39.7.2 Discretization

The diagnostic option local_potential_density_terms provides a discretization of the terms on the right hand side of equations (39.79)-(39.86). Since they represent source/sink terms for the time tendency of locally referenced potential density, it is useful to diagnose them at a model tracer point. All terms, except advection, are computed inside the fortran program ptlrhoterms.F. The need to separate all of the various processes implies that none of the fluxes computed in isopyc.F can be used, since that code, for optimization reasons, combines the various processes to form a single flux vector. As such, it is very important to maintain consistency between the algorithms used in isopyc.F and ptlrhoterms.F.

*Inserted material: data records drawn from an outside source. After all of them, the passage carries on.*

PR #981, opened 2021-02-24
Update code highlighting when transaction encompases entire code block node

ascott18:
The code highlighting plugin has cases where highlighting will be lost. One such case is when a transaction is applied that encompasses the entire code block but does not specifically affect anything within that code block node.

This fix may not be exhaustive, but it resolves the main issue I was having which was that collab with y-prosemirror will sometimes perform transactions that impact the entire document. Such transactions were wiping out the syntax decorations. 

In my testing, this change does not cause any additional or excessive decoration recomputations in "normal" situations, such as typing outside of a code block.


hanspagel:
Thanks for the PR! 🙌 We incorporated those changes in the upcoming v2 repo, we expect a public beta release next week.

PR #987, opened 2021-03-02
Constrain `from` to non-negative numbers

### LINKED ISSUE #954: MenuBubble: Error in v-on handler: "IndexSizeError: Failed to execute 'setStart' on 'Range'
**Describe the bug**

using the editor-menu-bubble for adding a Link will result in the following error:

`Error in v-on handler: "IndexSizeError: Failed to execute 'setStart' on 'Range': The offset 4294967295 is larger than the node's length (16)."`

Browser: Chrome (Google Chrome, Vivaldi):

```    <editor-menu-bubble class="menububble" :editor="editor" @hide="hideLinkMenu" v-slot="{ commands, isActive, getMarkAttrs, menu }">
      <div
        class="menububble"
        :class="{ 'is-active': menu.isActive }"
        :style="`left: ${menu.left}px; bottom: ${menu.bottom}px;`"
      >

        <form class="menububble__form" v-if="linkMenuIsActive" @submit.prevent="setLinkUrl(commands.link, linkUrl)">
          <input class="menububble__input" type="text" v-model="linkUrl" placeholder="https://" ref="linkInput" @keydown.esc="hideLinkMenu"/>
          <button class="menububble__button" @click="setLinkUrl(commands.link, null)" type="button">
            <icon name="remove" />
          </button>
        </form>

        <template v-else>
          <button
            class="menububble__button"
            @click="showLinkMenu(getMarkAttrs('link'))"
            :class="{ 'is-active': isActive.link() }"
          >
            <span>{{ isActive.link() ? 'Update Link' : 'Add Link'}}</span>
            <icon name="link" />
          </button>
        </template>

      </div>
    </editor-menu-bubble>
```

**Screenshots**

Screen Shot 2021-01-25 at 12 56 36

MarcelloTheArcane:
Fix #954

There is an issue where `document.createRange()` is being called with negative values which throws an error.

This pull request constrains it to be always greater than 0, so the error doesn't happen any more.  I've tested this and it seems to work okay.

I'm not sure why the `from` variable is being returned as -1 sometimes, so perhaps this is an underlying issue that needs to be fixed too.

### DIFF
--- a/packages/tiptap/src/Plugins/MenuBubble.js
+++ b/packages/tiptap/src/Plugins/MenuBubble.js
@@ -3,7 +3,7 @@ import { Plugin, PluginKey } from 'prosemirror-state'
 function textRange(node, from, to) {
   const range = document.createRange()
   range.setEnd(node, to == null ? node.nodeValue.length : to)
-  range.setStart(node, from || 0)
+  range.setStart(node, Math.max(from, 0))
   return range
 }
 


MarcelloTheArcane:
@hanspagel It's to do with these lines here too. `end` must be truthy some of the times that `offset` is zero, which means it takes the first branch, subtracts 1, and throws the error.

https://github.com/ueberdosis/tiptap/blob/d292a3d55bcb40deb612580bd417ae068d9e35f8/packages/tiptap/src/Plugins/MenuBubble.js#L19-L26

It might be to do with a 'backwards' selection (starting at the rightmost part and going left), though I'm not totally convinced.

hanspagel:
Thanks for the PR! 🙌

PR #996, opened 2021-03-10
Fix tippy position incorrect after resize or scroll

Elvincth:
A fix for: When the user scrolled or resize the screen, the tooltip position didn't update


hanspagel:
Thanks for the PR! 🙌

PR #1196, opened 2021-04-22
Add install instructions

MarcelloTheArcane:
This makes it easier than having to navigate over to the `installation` page.


hanspagel:
Thanks for the PR! tiptap v1 was Vue-only, so it might be better to show instructions with the Vue package. Would you mind to change that?

MarcelloTheArcane:
@hanspagel Done! Is that correct?

hanspagel:
Amazing, thanks! 🙌

PR #1204, opened 2021-04-23
Exit code block on down arrow

techstonia:
👋

This PR adds functionality to `extension-code-block` and allows the user to exit by pressing `DownArrow`:

exit-code-block-down-arrow

### DIFF
--- a/packages/extension-code-block/src/code-block.ts
+++ b/packages/extension-code-block/src/code-block.ts
@@ -115,6 +115,24 @@ export const CodeBlock = Node.create<CodeBlockOptions>({
 
         return false
       },
+      ArrowDown: () => {
+        const state = this.editor.state
+        const { from, to } = state.selection
+
+        if (from > 1 && from === to) {
+          let inCodeBlock = false
+          state.doc.nodesBetween(from - 1, to - 1, node => {
+            if (node.type.name === 'codeBlock') inCodeBlock = true
+          })
+
+          const cursorAtEnd = to === state.doc.content.size - 1
+          if (inCodeBlock && cursorAtEnd) {
+            return this.editor.commands.exitCode()
+          }
+        }
+
+        return false
+      },
     }
   },
 


packages/extension-code-block/src/code-block.ts
```diff
@@ -113,6 +113,28 @@ export const CodeBlock = Node.create<CodeBlockOptions>({
...
+            if (node.type.name === 'codeBlock') inCodeBlock = true
+          })
+
+          let nothingOnRight = true
+          state.doc.nodesBetween(from + 1, to + 1, node => {
+            if (node) nothingOnRight = false
+          })
+
+          if (inCodeBlock && nothingOnRight) {
+            return (this.editor.commands as any).setHardBreak()
```
philippkuehn, line 134: It's not good to rely on commands of another extensions. Not everyone is using the hard break extension so this can lead to errors. There is a core command called `exitCode()`. Can you try this instead?

philippkuehn:
Hey, thanks for that PR!

But I found an issue with your implementation:

https://user-images.githubusercontent.com/2500670/115924284-d0740b80-a47f-11eb-87f1-a1ee08723169.mp4

techstonia:
Good find @philippkuehn. I improved the PR a bit. Does this make more sense? :) Thanks!

packages/extension-code-block/src/code-block.ts
techstonia: `exitCode` works nicely 👍

bishalbaaniya123 (approved):

philippkuehn:
I [pushed some code](https://github.com/ueberdosis/tiptap/commit/ffafff9e365f9636fae4a67bb825d49b7d95cb94) with a few more checks so I’m closing this. Thanks anyway! 👍 

@uniho It’s also possible to leave code blocks with triple enter!

PR #1241, opened 2021-04-28
Make Horizontal Rule compatible with Typography extension

chrisarmstrong:
The Typography extension automatically converts two hyphens `--` into an em dash `–`, which means typing three hyphens in a row results in an em dash and a hyphen `–-`, instead of triggering an hr.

Whenever discretizing continuous equations which possess certain local properties, it is not always possible to maintain those local properties on the lattice. Griffies et al. (1998) discuss how their discretization of the isoneutral diffusive flux maintains a downgradient property only over an extended ``finite volume'' rather than on each grid cell. In particular, $\vec{F}_{I}(\theta) \cdot \nabla \theta$ on the lattice is not constrained to be negative. This result means that the lattice form of cabbeling, $\nabla \theta \cdot \vec{F}_{I}(\theta) \, \rho_{a b} V^{a} V^{b}$, will not generally maintain non-negative values as it does in the continuum. The negative values for cabbeling on the lattice, however, should be minimal and localized.

Note that in the model, the computation of tracer flux components employs the opposite sign to that employed in the continuum formulation given above. Hence, the discrete equations will have a minus sign inserted to account for this convention.